[Stored items from a collection]
PR #2006, opened 2026-05-15
[perf]: native path for MXFP4 MoE on AVX512F

jimtjames:
# What does this PR do?

This PR implements a native code path for the MXFP4 MoE kernel under the AMX backend for AVX512F CPUs without AVX512-BF16 (e.g. Skylake-SP, Ice Lake). This should not impact the existing code path on AVX512-BF16 CPUs, though I have not tested this as I don't have any such CPU. The existing kernel does function on AVX512F, but requires double dequantization (first MXFP4 -> BF16, and then BF16 -> FP32 via the emulated _mm512_dpbf16_ps), which costs extra cycles.

The implementation is done by wrapping activations in a struct, which is used to split 32 BF16 activations into two groups of 16 FP32 values on AVX512F, but simply holds the BF16 activations on AVX512-BF16. This is needed to fit within AVX512 registers (whereas the original 32 BF16 values automatically fit). We similarly use a struct to hold converted MXFP4 values,  using a lookup table on AVX512F to convert MXFP4 values to FP32 directly, rather than doing bitwise manipulation, while using the existing mxfp_to_bf16_32 function on AVX512-BF16. Finally, we implement the dot product on AVX512F via an AVX512F multiply and FMA, while the AVX512-BF16 path uses the native `_mm512_dpbf16_ps` intrinsic.

I have tested this with DeepSeek V4 Flash on a machine with an RTX 5090 and 2x Xeon 8175m (Skylake-SP). This produces the same results on the MXFP4 tests as the original fallback, while also providing a 20-30% speedup in token generation.

## Before submitting

### DIFF
--- a/kt-kernel/operators/amx/fp4-moe.hpp
+++ b/kt-kernel/operators/amx/fp4-moe.hpp
@@ -85,6 +85,58 @@ struct GemmKernel224MXFP4SmallKGroup {
     return _mm512_inserti64x4(_mm512_castsi256_si512(q0), q1, 1);
   }
 
+  struct ActivationBF16 {
+    __m512bh a;
+#if !defined(__AVX512BF16__)
+    __m512 a_even;
+    __m512 a_odd;
+#endif
+
+    __attribute__((always_inline)) ActivationBF16(__m512bh a_) : a(a_) {
+#if !defined(__AVX512BF16__)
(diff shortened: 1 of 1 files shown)


yyj6666667:
Thanks for your commit. Yes, this commit doesn't impact the existing code path on AVX512-BF16 CPUs, already vertified on my side. It will be merged soon.

PR #327, opened 2016-09-08
MAINT: Removed calls to cum_returns just to get the result's index

richafrank:
when we can get it from the args to cum_returns


twiecki:
LGTM, thanks!

PR #328, opened 2016-09-18
BLD: pyfolio can use newer empyrical

richafrank:
Also don't need special install for empyrical on travis

We don't have any pyfolio C extensions, but when we do, pip installing pyfolio should include that.


twiecki:
:+1:

PR #329, opened 2016-09-21
ENH: Use all available return data for summary metrics

ahgnaw:
Keep all available returns data until risk metrics are calculated in `create_full_tear_sheet`.


richafrank:
@twiecki would you take a look at this?

PR #330, opened 2016-09-22
Update requirements

ssanderson:


pyfolio/ipycompat.py
```diff
@@ -0,0 +1,19 @@
+import IPython
```
ahgnaw: Could we put this in utils.py?

ahgnaw:
Pending tests, LGTM

pyfolio/ipycompat.py
ssanderson: Talked about this in person.  If we add a `utils` directory, I could see moving this there.  I don't think this belongs in single `utils` file.

twiecki:
Thanks!

PR #331, opened 2016-09-26
BUG: PyFolio depends on seaborn>=0.7.0 for swarmplot.

ssanderson:
PyFolio claims to depend on `seaborn>=0.6`, but it uses `seaborn.swarmplot`, which was added in 0.7.


dunster:
https://github.com/quantopian/qexec/issues/11424

twiecki:
Thanks!

PR #332, opened 2016-09-29
Portfolio multistrike cones

ahgnaw:
A portfolio cone prediction changes as new funds are added. Previous method treated portfolio returns without regard to when new funds were turned on.

This pr also fixes the issue that some conecharts were not generated.

### DIFF
--- a/pyfolio/plotting.py
+++ b/pyfolio/plotting.py
@@ -1659,8 +1659,8 @@ def plot_prob_profit_trade(round_trips, ax=None):
     return ax
 
 
-def _plot_cones(name, bounds, oos_returns, num_samples=1000, ax=None,
-                cone_std=(1., 1.5, 2.), random_seed=None, num_strikes=3):
+def plot_cones(name, bounds, oos_returns, num_samples=1000, ax=None,
+               cone_std=(1., 1.5, 2.), random_seed=None, num_strikes=3):
     """
     Plots the upper and lower bounds of an n standard deviation
     cone of forecasted cumulative returns. Redraws a new cone when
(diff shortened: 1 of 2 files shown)


.travis.yml
```diff
@@ -29,7 +29,6 @@ install:
   - pip install nose_parameterized
   #- pip install --no-deps git+https://github.com/quantopian/zipline
   - if [ ${TRAVIS_PYTHON_VERSION:0:1} == "2" ]; then conda install --yes mock enum34; fi
-  - pip install --no-deps git+https://github.com/pymc-devs/pymc3.git
```
abhijeetkalyan: Why this change?

pyfolio/plotting.py
```diff
@@ -1659,28 +1659,29 @@ def plot_prob_profit_trade(round_trips, ax=None):
     return ax
 
 
-def plot_multistrike_cones(is_returns, oos_returns, num_samples=1000,
-                           name=None, ax=None, cone_std=(1., 1.5, 2.),
-                           random_seed=None, num_strikes=0):
+def plot_cones(name, bounds, oos_returns, num_samples=1000, ax=None,
```
abhijeetkalyan: Should the name explain that this cone still plots multiple strikes?

pyfolio/plotting.py
```diff
@@ -1734,27 +1728,181 @@ def plot_multistrike_cones(is_returns, oos_returns, num_samples=1000,
...
-            (returns.iloc[-1] - 1) * 100)
-    )
+    label = 'Cumulative returns = {:.2f}%'.format((returns.iloc[-1] - 1) * 100)
+    axes.plot(returns.index, returns.values, color='k', lw=3.,
+              label=label)
+
     if name is not None:
         axes.set_title(name)
-    axes.axhline(1, color='black', alpha=0.2)
+    axes.axhline(1, color='k', alpha=0.2)
```
abhijeetkalyan: Not a huge deal, but 'black' is a little clearer than 'k' - with the latter, I have to know matplotlib's colour <-> string mapping

pyfolio/plotting.py
abhijeetkalyan: If this only meant to be called internally, we can make it a private method.

pyfolio/plotting.py
```diff
@@ -1734,27 +1728,181 @@ def plot_multistrike_cones(is_returns, oos_returns, num_samples=1000,
...
+    cone of forecasted cumulative returns. Redraws a new cone when returns
+    fall outside of last cone drawn.
+
+    Parameters
+    ----------
+    live_all : pandas.core.panel.Panel
+        Account names are items, the major axis is
+        pandas.tseries.index.DatetimeIndex, and the minor axis contains a
+        'returns' column. Each 'returns' column contains non-cumulative
+        in-sample returns.
```
abhijeetkalyan: Looks like this should be out of sample? Since we generate `oos_returns` from `live_all`

.travis.yml
ahgnaw: pymc3 is installed by `pip install .[bayesian]`. There's no need to install it twice. This dev version was also missing `pymc3.sqrt` and causing some tests to fail.

pyfolio/plotting.py
ahgnaw: I prefer `black` too, I just wanted to be consistent and changed this to match an earlier line. I'll change it to back to `black`.

pyfolio/plotting.py
ahgnaw: Good catch, thanks!

pyfolio/plotting.py
```diff
@@ -1758,3 +1750,159 @@ def plot_multistrike_cones(is_returns, oos_returns, num_samples=1000,
...
+
+def plot_multistrike_cones(is_returns, oos_returns, num_samples=1000,
+                           name=None, ax=None, cone_std=(1., 1.5, 2.),
+                           random_seed=None, num_strikes=0):
+    """
+    Plots the upper and lower bounds of an n standard deviation
+    cone of forecasted cumulative returns. This cone is non-parametric,
+    meaning it does not assume that returns are normally distributed. Redraws
+    a new cone when returns fall outside of last cone drawn.
+    Parameters
```
twiecki: Add new-line before.

pyfolio/plotting.py
```diff
@@ -1758,3 +1750,159 @@ def plot_multistrike_cones(is_returns, oos_returns, num_samples=1000,
...
+        be generated for each value.
+    random_seed : int
+        Seed for the pseudorandom number generator used by the pandas
+        sample method.
+    num_strikes : int
+        Upper limit for number of cones drawn. Can be anything from 0 to 3.
+
+    Returns
+    -------
+    Returns are either an ax or fig option, but not both. If a
```
twiecki: -are

pyfolio/plotting.py
```diff
@@ -1758,3 +1750,159 @@ def plot_multistrike_cones(is_returns, oos_returns, num_samples=1000,
...
+    matplotlib.Axes instance is passed in as ax, then it will be modified
+    and returned. This allows for users to plot interactively in jupyter
+    notebook. When no ax object is passed in, a matplotlib.figure instance
+    is generated and returned. This figure can then be used to save
+    the plot as an image without viewing it.
```
twiecki: Hm, that's pretty odd. Can't we just always return an `ax`?

twiecki:
I'm not sure if `plot_portfolio_cones` shouldn't live in `qids` as it's a not really useful to single portfolio analysis.

Otherwise, is there perhaps an example plot you can post that shows how it's working?

ahgnaw:
@twiecki I wasn't sure where it should go. Moving it to qids makes sense.

pyfolio/plotting.py
ahgnaw: We store save the `figure` object as a png to be viewed in qdash.

ahgnaw:
@twiecki I moved the method over to qids

pyfolio/plotting.py
abhijeetkalyan: More generally, this allows us to work both in side-effectful environments, like a notebook, as well as environments where we don't want to have side effects, like in downstream apps.

pyfolio/timeseries.py
```diff
@@ -1040,24 +1112,17 @@ def forecast_cone_bootstrap(is_returns, num_days, cone_std=(1., 1.5, 2.),
...
+        is_returns=is_returns,
+        num_days=num_days,
+        starting_value=starting_value,
+        num_samples=num_samples,
+        random_seed=random_seed
+    )
+
+    cone_bounds = summarize_paths(
+        samples=samples,
+        cone_std=cone_std)
```
abhijeetkalyan: Nitpicky, but can we have the parenthesis on the next line

PR #339, opened 2016-10-13
BUG Disable round_trips per day and round_trips per month as they are buggy.

twiecki:
This only disables two measures which are buggy.


ahgnaw:
Aside from the flake8 issue, lgtm

PR #351, opened 2016-11-17
Detect intraday strategies and remove gross_lev

gusgordon:
Detect intraday strategies using the new `utils.detect_intraday` function, and resample the positions for intraday algorithms using the new `utils.estimate_intraday` function. This is applied automatically in tear sheets, but the user can override the detection. If users want to run a single plotting function with intraday-corrected returns, they can call `utils.estimate_intraday`, then pass the corrected positions to the plotting function.

Additionally, remove `gross_lev` as an argument. When needed, gross leverage will be calculated with `timeseries.gross_lev`, which is passed `positions` instead.


gusgordon:
@twiecki Can you review? Thanks.

pyfolio/tears.py
```diff
@@ -58,12 +58,12 @@ def create_full_tear_sheet(returns,
                            transactions=None,
                            market_data=None,
                            benchmark_rets=None,
-                           gross_lev=None,
                            slippage=None,
                            live_start_date=None,
                            sector_mappings=None,
                            bayesian=False,
                            round_trips=False,
+                           estimate_intraday=None,
```
twiecki: If bool should default to `True` or `False`.

pyfolio/tears.py
```diff
@@ -160,10 +157,24 @@ def create_full_tear_sheet(returns,
         unadjusted_returns = returns.copy()
         returns = txn.adjust_returns_for_slippage(returns, turnover, slippage)
 
+    if positions is not None and transactions is not None:
+        if (estimate_intraday is None and
+                utils.detect_intraday(positions, transactions)):
+            warnings.warn('Detected intraday strategy. Set ' +
```
twiecki: Would add that we will infer positions from transactions.

pyfolio/tears.py
```diff
@@ -160,10 +157,24 @@ def create_full_tear_sheet(returns,
...
+            positions = utils.estimate_intraday(returns, positions,
+                                                transactions)
+
+    elif estimate_intraday is True:
+        raise ValueError('Positions and transactions needed' +
+                         'to estimate intraday')
+
     create_returns_tear_sheet(
         returns,
+        positions=positions,
```
twiecki: Why does `returns` take `positions` now?

pyfolio/tears.py
```diff
@@ -503,10 +530,22 @@ def create_txn_tear_sheet(returns, positions, transactions,
...
          - See pyfolio.plotting.plot_swippage_sleep and
            pyfolio.plotting.plot_slippage_sensitivity
+    estimate_intraday: boolean, optional
+        Approximate returns for intraday strategies.
+        See description in create_full_tear_sheet.
     return_fig : boolean, optional
         If True, returns the figure that was plotted on.
     """
 
+    if (estimate_intraday is None and
```
twiecki: If we have more or less identical code 3 times should refactor that into a function too.

pyfolio/tears.py
```diff
@@ -452,22 +484,16 @@ def create_position_tear_sheet(returns, positions, gross_lev=None,
...
     plotting.plot_holdings(returns, positions_alloc, ax=ax_holdings)
 
-    last_pos = 4
-    if gross_lev is not None:
-        ax_gross_leverage = plt.subplot(gs[last_pos, :],
-                                        sharex=ax_exposures)
-        plotting.plot_gross_leverage(returns, gross_lev,
-                                     ax=ax_gross_leverage)
-        last_pos += 1
+    plotting.plot_gross_leverage(returns, positions,
```
twiecki: Nice simplification.

pyfolio/tears.py
twiecki: I see, `None` means to infer. This appears a bit brittle. Instead I would do `estimate_intraday='infer'` to make this explicit.

pyfolio/tests/test_tears.py
```diff
@@ -39,11 +39,6 @@ class PositionsTestCase(TestCase):
             __location__ + '/test_data/test_returns.csv.gz'),
         index_col=0, parse_dates=True)
     test_returns = to_series(to_utc(test_returns))
-    test_gross_lev = read_csv(
-        gzip.open(
-            __location__ + '/test_data/test_gross_lev.csv.gz'),
```
twiecki: Great to remove it here, I would, however, add a comparison between inferred gross_lev and what we load from the file.

pyfolio/timeseries.py
```diff
@@ -630,8 +630,28 @@ def rolling_fama_french(returns, factor_returns=None,
...
+        Daily net position values.
+         - See full explanation in tears.create_full_tear_sheet.
+
+    Returns
+    -------
+    pd.Series
+        Gross leverage.
+    """
+    exposure = positions.drop('cash', axis=1).abs().sum(axis=1)
+    return exposure/positions.sum(axis=1)
```
twiecki: pep8 needs spaces around math operators.

twiecki: Thinking about an example:
100% long, 100% short. lev should be 2. Is that the outcome here? Seems like positions.sum() is 0 in that case which would cause infinite leverage.

pyfolio/utils.py
```diff
@@ -541,3 +537,120 @@ def standardize_data(x):
...
+    Returns
+    -------
+    returns : boolean
+        True if an intraday strategy is detected.
+    """
+
+    daily_txn = transactions.copy()
+    daily_txn.index = daily_txn.index.date
+    txn_count = daily_txn.groupby(level=0).symbol.nunique().sum()
+    daily_pos = positions.drop('cash', axis=1).replace(0, np.nan)
```
twiecki: Good idea.

pyfolio/timeseries.py
twiecki: This function definitely needs tests.

pyfolio/utils.py
```diff
@@ -541,3 +537,120 @@ def standardize_data(x):
     """
 
     return (x - np.mean(x)) / np.std(x)
+
+
+def detect_intraday(positions, transactions, threshold=0.25):
```
twiecki: These two functions also need tests.

pyfolio/tests/test_tears.py
gusgordon: That's a good idea.

pyfolio/timeseries.py
gusgordon: In that case, positions.sum() would also add cash, so it wouldn't be zero. There could be other cases where there's failure's though. I'll make this more robust and add some tests.

pyfolio/plotting.py
```diff
@@ -354,7 +354,7 @@ def plot_holdings(returns, positions, legend_loc='best', ax=None, **kwargs):
         ax = plt.gca()
 
     positions = positions.copy().drop('cash', axis='columns')
-    df_holdings = positions.apply(lambda x: np.sum(x != 0), axis='columns')
+    df_holdings = positions.replace(0, np.nan).count(axis=1)
```
twiecki: `.fillna(0)`

pyfolio/tears.py
```diff
@@ -722,7 +740,8 @@ def create_capacity_tear_sheet(returns, positions, transactions,
                                liquidation_daily_vol_limit=0.2,
                                trade_daily_vol_limit=0.05,
                                last_n_days=utils.APPROX_BDAYS_PER_MONTH * 6,
-                               days_to_liquidate_limit=1):
+                               days_to_liquidate_limit=1,
+                               estimate_intraday='infer'):
```
twiecki: why not forward the kwarg?

PR #353, opened 2016-11-23
Exposure bug fix

gusgordon:
Fixes issue with exposure, removes `get_long_short_pos`.

### DIFF
--- a/pyfolio/plotting.py
+++ b/pyfolio/plotting.py
@@ -936,18 +936,18 @@ def plot_exposures(returns, positions, ax=None, **kwargs):
 
     pos_no_cash = positions.copy().drop('cash', axis=1)
     l_exp = pos_no_cash[pos_no_cash > 0].sum(axis=1) / positions.sum(axis=1)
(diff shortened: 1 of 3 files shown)


pyfolio/plotting.py
```diff
@@ -934,13 +934,26 @@ def plot_exposures(returns, positions_alloc, ax=None, **kwargs):
     if ax is None:
         ax = plt.gca()
 
-    df_long_short = pos.get_long_short_pos(positions_alloc)
-    df_long_short.plot(
-        kind='line', style=['-g', '-r', '--k'], alpha=1.0,
-        ax=ax, **kwargs)
+    pos_no_cash = positions.copy().drop('cash', axis=1)
```
twiecki: I'm pretty sure `.drop()` already creates a copy.

twiecki:
Actually, I think we should keep `get_long_short_pos`, users might depend on it.

gusgordon:
Sure, I'll add that back Monday.

PR #362, opened 2017-02-07
Use latest PyMC3 for tests and update whatsnew for 0.7

gusgordon:


WHATSNEW.md
```diff
@@ -2,7 +2,27 @@
 
 These are new features and improvements of note in each release.
 
-## v0.6.0 (Oct, 17, 2016)
+## v0.7.0 (Jan 28th, 2017)
+
+This is a major release from `0.6.0`, and all users are recommended to upgrade.
+
+### New features
+
```
twiecki: Should mention new empyrical split.

gusgordon: Those functions were broken out for v0.6, I think. Or are you talking about `cum_returns` for the cones?

twiecki: Disregard, I saw we already included it in the release notes for 0.6.

Issue #1663, opened 2022-04-28
Bump k8s v1.24.0 / containerd 1.6.4


twz123:
This is a follow-up to #1634 with the next version bumps:

* [x] [Kubernetes v1.24.0](https://github.com/kubernetes/kubernetes/releases/tag/v1.24.0)
* [x] [containerd 1.6.4](https://github.com/containerd/containerd/releases/tag/v1.6.4)

twz123:
Turns out that k8s v1.24.0-rc.1 now requires go 1.18.1 ...

twz123:
We will skip containerd 1.6.3 and wait for containerd 1.6.4: https://github.com/containerd/containerd/issues/6876

iusetabs:
@twz123 Just running some tests using the latest version of k0s and containerd v1.6.3. My test fails and the pod is stuck in ContainerCreating with "failed to setup network for sandbox". There is no issue with containerd v1.6.4. Is 1.6.3 going to be skipped or? 😄

twz123:
@iusetabs Yep, k0s's integration tests were failing with 1.6.3... Skipped 1.6.3 (https://github.com/k0sproject/k0s/issues/1663#issuecomment-1113524232), already on 1.6.4 (#1690) on main.

iusetabs:
@twz123 awesome thx very much :-D

PR #1666, opened 2022-04-28
Bump go 1.18.1

twz123:
## Description

Kubernetes 1.24 switched to go 1.18.1 as well.

* Remove as many hard-coded go versions as possible
* Also regenerate go.mod/go.sum for CI dependencies
* Add empty go.mod to ignore build directory from go tools
  See https://github.com/golang/go/issues/30058#issuecomment-543815369
* Add missing dependencies to Makefile targets
* Set git config advice.detachedHead=false for embedded binaries
  So that there's less log spam
* Change go get to go install for Konnectivity

See #1663

## Type of change

- [ ] Documentation update

## How Has This Been Tested?

- [x] Manual test
- [ ] Auto test added

## Checklist:


twz123:
Corresponding Kubernetes PR: https://github.com/kubernetes/kubernetes/pull/109461

twz123:
And its minimum go version requirement: https://github.com/kubernetes/kubernetes/pull/109484

hack/ci-deps/go.mod
```diff
@@ -1,21 +1,233 @@
-module cideps
+module ci-deps
```
twz123, line 1: If we go for #1670, then those file will become supefluous.

.github/workflows/check-network.yaml
```diff
@@ -46,7 +42,10 @@ jobs:
         with:
           ref: ${{ env.github_ref }}
 
-      - name: Set up Go 1.x
+      - name: Prepare build environment
+        run: .github/workflows/prepare-build-env.sh
```
jnummelin, line 46: hmm, not sure if I'm getting blind but I do not see this file being part of the PR?

jnummelin: oh, never mind, it came already with some earlier PR and now you're wiring it up to be used everywhere 👍

twz123: This is part of the "Remove as many hard-coded go versions as possible" effort. It has already been done for the main build workflow. I thought it would be better to propagate that technique to the remaining workflows, instead of updating the hard-coded go versions there.

jnummelin (approved):

PR #1670, opened 2022-04-29
Use pure go install for CI binaries

twz123:
## Description

This makes it easier to maintain, as there's no go.mod/go.sum to be maintained anymore. Moreover, the build gets more consistent, because binaries in the PATH outside of the build environment are ignored.

## Type of change

- [ ] Documentation update

## How Has This Been Tested?

- [x] Manual test
- [ ] Auto test added

## Checklist:


soider:
I don't really have super strong opinion here, but I like current hack/ci-deps/go.mod thing since it allows to pin versions the same way as any other deps.

Bummer that even with the new workspace feature the go doesn't allow to install binaries project wide.

twz123:
I had the feeling that it was a little bit difficult to properly update those files when trying out the go 1.18 bump. That's why I came up with this proposal. Having a single module to manage build dependencies for several independent go binaries artificially forces their dependencies to the exact same versions, even if the binaries are compiled separately and can happily use different dependency versions. All of the used binaries are go modules themselves, and have pinned down their dependency versions, except for go-bindada, which doesn't have any dependencies at all. Two of the four binaries already have their version specified in the Makefile, so their versions already cannot be updated via a single `go get`.

The only thing that we're gaining with those go.mod/go.sum files is a proof that the git tags of the binaries didn't change.

twz123:
There's already another solution on the way which makes this one obsolete. See #1731.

WHAT THE TASK REQUIRES
The first line of the entries above marks where to begin; repeat each line exactly through the one that contains "This PR implements", and include that line.

YOUR SOLUTION
PR #2006, opened 2026-05-15
[perf]: native path for MXFP4 MoE on AVX512F

jimtjames:
# What does this PR do?

This PR implements a native code path for the MXFP4 MoE kernel under the AMX backend for AVX512F CPUs without AVX512-BF16 (e.g. Skylake-SP, Ice Lake). This should not impact the existing code path on AVX512-BF16 CPUs, though I have not tested this as I don't have any such CPU. The existing kernel does function on AVX512F, but requires double dequantization (first MXFP4 -> BF16, and then BF16 -> FP32 via the emulated _mm512_dpbf16_ps), which costs extra cycles.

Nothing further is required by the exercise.